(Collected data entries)
PR #6724, opened 2022-05-28
Use bleeding-edge `astroid` for primer comparisons

jacobtylerwalls:
## Type of Changes

## Description

If there are changes in bleeding-edge `astroid` that might affect a pending `pylint` PR, I think it's important to surface the issue during review.

### DIFF
--- a/.github/workflows/primer_run_main.yaml
+++ b/.github/workflows/primer_run_main.yaml
@@ -56,12 +56,12 @@ jobs:
             ${{ runner.os }}-${{ steps.python.outputs.python-version }}-venv-${{ env.CACHE_VERSION }}-
       - name: Create Python virtual environment
         if: steps.cache-venv.outputs.cache-hit != 'true'
-        # Use bleeding-edge astroid
         run: |
           python -m venv venv
           . venv/bin/activate
           python -m pip install -U pip setuptools wheel
           pip install -U -r requirements_test.txt
+          # Use bleeding-edge astroid
           pip install git+https://github.com/PyCQA/astroid.git
 
       # Cache primer packages
--- a/.github/workflows/primer_run_main.yaml
+++ b/.github/workflows/primer_run_main.yaml
@@ -32,13 +32,18 @@ jobs:
         with:
           python-version: ${{ matrix.python-version }}
 
+      - name: Get latest astroid commit
+        id: get-astroid-sha
+        run: |
+          curl https://api.github.com/repos/PyCQA/astroid/commits |
+          python -c "import json, sys; print(json.load(sys.stdin)[0]['sha'])" > astroid_sha.txt
       # Restore cached Python environment
       - name: Generate partial Python venv restore key
         id: generate-python-key
         run: >-
           echo "::set-output name=key::venv-${{ env.CACHE_VERSION }}-${{
-            hashFiles('setup.cfg', 'requirements_test.txt', 'requirements_test_min.txt')
-          }}"
+            hashFiles('setup.cfg', 'requirements_test.txt', 'requirements_test_min.txt',
+          'astroid_sha.txt') }}"
       - name: Restore Python virtual environment
         id: cache-venv
         uses: actions/cache@v3.0.2
@@ -51,11 +56,13 @@ jobs:
             ${{ runner.os }}-${{ steps.python.outputs.python-version }}-venv-${{ env.CACHE_VERSION }}-
       - name: Create Python virtual environment
         if: steps.cache-venv.outputs.cache-hit != 'true'
+        # Use bleeding-edge astroid
         run: |
           python -m venv venv
           . venv/bin/activate
           python -m pip install -U pip setuptools wheel
           pip install -U -r requirements_test.txt
+          pip install git+https://github.com/PyCQA/astroid.git
 
       # Cache primer packages
       - name: Get commit string
--- a/.github/workflows/primer_run_main.yaml
+++ b/.github/workflows/primer_run_main.yaml
@@ -37,7 +37,8 @@ jobs:
         run: |
           curl https://api.github.com/repos/PyCQA/astroid/commits |
           python -c "import json, sys; print(json.load(sys.stdin)[0]['sha'])" > astroid_sha.txt
-      # Restore cached Python environment
+
+      # Restore cached Python environment      
       - name: Generate partial Python venv restore key
         id: generate-python-key
         run: >-
--- a/.github/workflows/primer_run_main.yaml
+++ b/.github/workflows/primer_run_main.yaml
@@ -38,7 +38,7 @@ jobs:
           curl https://api.github.com/repos/PyCQA/astroid/commits |
           python -c "import json, sys; print(json.load(sys.stdin)[0]['sha'])" > astroid_sha.txt
 
-      # Restore cached Python environment      
+      # Restore cached Python environment
       - name: Generate partial Python venv restore key
         id: generate-python-key
         run: >-
--- a/.github/workflows/primer_run_pr.yaml
+++ b/.github/workflows/primer_run_pr.yaml
@@ -38,13 +38,18 @@ jobs:
           node-version: 16
       - run: npm install @octokit/rest
 
+      - name: Get latest astroid commit
+        id: get-astroid-sha
+        run: |
+          curl https://api.github.com/repos/PyCQA/astroid/commits |
+          python -c "import json, sys; print(json.load(sys.stdin)[0]['sha'])" > astroid_sha.txt
       # Restore cached Python environment
       - name: Generate partial Python venv restore key
         id: generate-python-key
         run: >-
           echo "::set-output name=key::venv-${{ env.CACHE_VERSION }}-${{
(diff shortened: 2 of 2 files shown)


Pierre-Sassoulas (changes requested):
I'm -1 on this. Previously we were releasing astroid alongside pylint (2.5 with 2.5) and using bleeding edge astroid too. We've changed it at some point because if there's an issue in astroid and we're using astroid's bleeding edge it's breaking all the pylint pipelines at once. Then we have to tell every contributor that it's not them it's astroid, fix pylint's main because if we don't we're going to have to do more work because of the broken main branch anyway, then tell everyone to rebase on main after that. It's a headache, I'd rather upgrade astroid when we have the time for that and rebase the "require-astroid-update" MR and only them. It can be a warning so that we're aware of the problem sooner but if it's breaking pipeline overnight it's going to be more problem than it solves.

jacobtylerwalls:
I hear that, but I just want to make sure it's clear that the pipeline wouldn't fail, my proposal is only using this for the diff primer messages job which only emits a comment and doesn't fail any pipelines--I'm not proposing upgrading astroid to bleeding-edge version for pylint's CI in general.

.github/workflows/primer_run_main.yaml
```diff
@@ -51,11 +56,13 @@ jobs:
             ${{ runner.os }}-${{ steps.python.outputs.python-version }}-venv-${{ env.CACHE_VERSION }}-
       - name: Create Python virtual environment
         if: steps.cache-venv.outputs.cache-hit != 'true'
+        # Use bleeding-edge astroid
         run: |
           python -m venv venv
           . venv/bin/activate
           python -m pip install -U pip setuptools wheel
           pip install -U -r requirements_test.txt
+          pip install git+https://github.com/PyCQA/astroid.git
```
Pierre-Sassoulas, line 65:
```suggestion
          # Use bleeding-edge astroid
          pip install git+https://github.com/PyCQA/astroid.git
```

.github/workflows/primer_run_main.yaml
```diff
@@ -51,11 +56,13 @@ jobs:
             ${{ runner.os }}-${{ steps.python.outputs.python-version }}-venv-${{ env.CACHE_VERSION }}-
       - name: Create Python virtual environment
         if: steps.cache-venv.outputs.cache-hit != 'true'
+        # Use bleeding-edge astroid
```
Pierre-Sassoulas, line 59:
```suggestion
```

.github/workflows/primer_run_pr.yaml
```diff
@@ -57,11 +62,13 @@ jobs:
             ${{ runner.os }}-${{ steps.python.outputs.python-version }}-venv-${{ env.CACHE_VERSION }}-
       - name: Create Python virtual environment
         if: steps.cache-venv.outputs.cache-hit != 'true'
+        # Use bleeding-edge astroid
         run: |
           python -m venv venv
           . venv/bin/activate
           python -m pip install -U pip setuptools wheel
           pip install -U -r requirements_test.txt
+          pip install git+https://github.com/PyCQA/astroid.git
```
Pierre-Sassoulas, line 71:
```suggestion
        run: |
          python -m venv venv
          . venv/bin/activate
          python -m pip install -U pip setuptools wheel
          pip install -U -r requirements_test.txt
          # Use bleeding-edge astroid
          pip install git+https://github.com/PyCQA/astroid.git
```

Pierre-Sassoulas (approved):
All right if it's just a warning in the comment of the MR then it's actually a great improvement, 👍

jacobtylerwalls:
> if it's just a warning in the comment of the MR

Actually there won't be any warnings just yet, since I think any failures in astroid just are silenced by emitting `astroid-error` or other fatal messages, and we're not failing these primer runs on fatal messages.

So I think this still has value without a warning -- I'm thinking of subtle changes in astroid's brains or import system that sit for a couple months without being upgraded in pylint -- if a pylint contributor is about to cause false negatives/positives on a system we know we're eventually upgrading to anyway, I just wanted to make sure we captured those behavior differences.

DanielNoord:
@jacobtylerwalls Would you mind refactoring this to work with a label? As in, create a label that does `primer-astroid-bleeding-edge` which makes it so that the primer job runs with bleeding edge?

My rationale for this is that this is likely only relevant for PRs that will never get merged but where we want the info from the primer: if a PR needs `astroid` bleeding edge it won't be merged into `main` unless we release `astroid` itself. Thus, those situations should be contained to individual PRs and should be fine with only a label. That way we aren't running some part of our CI on bleeding edge and some of it not. Down the line I can see how differences like that can become confusing.

jacobtylerwalls:
I think we're possibly miscommunicating. :D

This isn't for PRs which "need" astroid bleeding-edge or PRs that will never be merged. I think you're imagining a scenario where we _know_ that pending astroid changes are relevant. Whereas what I'm imagining, and the entire point of the tool, is to _surface_ behavior changes we _were not expecting_. The idea is to find _unforeseen_ behavior changes between `pylint main + astroid bleeding edge` versus `pylint main + astroid bleeding edge + pylint PR`.

Example (inspired by real life :D):
- pylint contributor opens PR to fix false negative for `no-value-for-parameter`
- there is a merged PR already in astroid that the contributor doesn't know about, and the contributor isn't developing against bleeding-edge astroid
- the primer run doesn't pick up any differences because pylint is not keeping up with astroid
- 2 months later we upgrade astroid in pylint
- we release pylint
- 4 months later someone opens a bug, we bisect it to the changes in 1, but the primer missed it because astroid was lagging
- contributor is long gone

DanielNoord:
> I think we're possibly miscommunicating. :D
> 
> This isn't for PRs which "need" astroid bleeding-edge or PRs that will never be merged. I think you're imagining a scenario where we _know_ that pending astroid changes are relevant. Whereas what I'm imagining, and the entire point of the tool, is to _surface_ behavior changes we _were not expecting_. The idea is to find _unforeseen_ behavior changes between `pylint main + astroid bleeding edge` versus `pylint main + astroid bleeding edge + pylint PR`.
> 
> Example (inspired by real life :D):
> 
> * pylint contributor opens PR to fix false negative for `no-value-for-parameter`
> * there is a merged PR already in astroid that the contributor doesn't know about, and the contributor isn't developing against bleeding-edge astroid
> * the primer run doesn't pick up any differences because pylint is not keeping up with astroid
> * 2 months later we upgrade astroid in pylint
> * we release pylint
> * 4 months later someone opens a bug, we bisect it to the changes in 1, but the primer missed it because astroid was lagging
> * contributor is long gone

Thanks, that explanation helped clear things up.

I guess the only situation in which this would break is if `astroid` bleeding edge introduces a non-backwards compatible change that breaks all `pylint` runs (which is likely what was the original rationale for not running CI on it). Then the whole primer job might fail to produce any meaningful output.
However, that's probably a good thing was we wouldn't want that. Perhaps we should add a check for a change in major version and not use bleeding edge if it changes the major version? Or we fix that issue whenever it actually comes up 😄 
I would be fine with both, but perhaps link to the discussion with a comment. Simply disabling bleeding edge while `astroid` is on `3.0.0+dev` should work.

Pierre-Sassoulas:
>  Perhaps we should add a check for a change in major version and not use bleeding edge if it changes the major version?

Yeah, let's cross that bridge when we come to it 😄 we did not release a major in the last 5 years

.github/workflows/primer_run_main.yaml
```diff
@@ -32,13 +32,18 @@ jobs:
         with:
           python-version: ${{ matrix.python-version }}
 
+      - name: Get latest astroid commit
+        id: get-astroid-sha
+        run: |
+          curl https://api.github.com/repos/PyCQA/astroid/commits |
+          python -c "import json, sys; print(json.load(sys.stdin)[0]['sha'])" > astroid_sha.txt
       # Restore cached Python environment
```
DanielNoord, line 40:
```suggestion

      # Restore cached Python environment      
```

.github/workflows/primer_run_pr.yaml
```diff
@@ -38,13 +38,18 @@ jobs:
           node-version: 16
       - run: npm install @octokit/rest
 
+      - name: Get latest astroid commit
+        id: get-astroid-sha
+        run: |
+          curl https://api.github.com/repos/PyCQA/astroid/commits |
+          python -c "import json, sys; print(json.load(sys.stdin)[0]['sha'])" > astroid_sha.txt
       # Restore cached Python environment
```
DanielNoord, line 46:
```suggestion

      # Restore cached Python environment
```

DanielNoord (approved):

jacobtylerwalls:
> I guess the only situation in which this would break is if astroid bleeding edge introduces a non-backwards compatible change that breaks all pylint runs (which is likely what was the original rationale for not running CI on it). Then the whole primer job might fail to produce any meaningful output.

I think as it is, we wrap any astroid failures in `astroid-error` and we don't fail the run. We would just have false-negative passing primer runs where n instances of `astroid-error` == n instances of `astroid-error`. So no change from status quo with this PR.

We ought to do something, like print a message in the comment: fatal errors found or something similar.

[WHAT IS BEING ASKED]:
Determine the number of lines above holding the string "entire". Reply with it and nothing more.

[SOLUTION]:
2